Swedish team creates 'impossible' record-breaking drug delivery material

Upsalite, the most absorbent material on earth, shows potential for drug delivery.--Courtesy of Uppsala University

After years of searching, a record-breaking material with drug-delivering capabilities thought to be "impossible" has been synthesized by Swedish researchers.

Researchers at Uppsala University created a magnesium carbonate material called Upsalite, a near-mythical substance with world-record-breaking surface area and water-absorption abilities. Upsalite, according to the university, has potential in the drug formulation industry, as well as several other applications in electronics and environmental cleanup, as published in the journal PLoS ONE.

The new material has the highest surface area measured of any alkali earth metal carbonate at 800 square meters per gram, a property that allows it to absorb liquids rapidly, making it the most absorbent material on earth. This absorbency, controlled by nanosized pores, presents an important application for drug delivery, as researchers look to contain drugs within stable, controlled vehicles. Absorbent materials in the past have aided with insulin delivery, chemotherapy and autoimmune drugs.

And what's more, the Uppsala team made the discovery purely by accident--back in 2011, they left an experiment in the reaction chamber by mistake one weekend and discovered Monday morning that a rigid gel had formed, giving them Upsalite.

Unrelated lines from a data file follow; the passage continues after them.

PR #3136, opened 2020-03-26
update translation.

spacecabbie:
Update translation got more coming translate.chamilo.org seems to be in transition ?


ywarnier:
Hi @spacecabbie 

Sorry for the delay, translation.chamilo.org is still the right platform to send translations at this time. Do you have a working account on it?

spacecabbie:
I have an account but am still unable to edit or add translations on the platform i have emailed @ywarnier about it.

"In contrast to what has been claimed for more than 100 years in the scientific literature, we have found that amorphous magnesium carbonate can be made in a very simple, low-temperature process," researcher Johan Gómez de la Torre said in a statement.

"After having gone through a number of state-of-the-art materials characterization techniques it became clear that we had indeed synthesized the material that previously had been claimed impossible to make," team member Maria Strømme added. "This pore structure gives the material a totally unique way of interacting with the environment leading to a number of properties important for application of the material."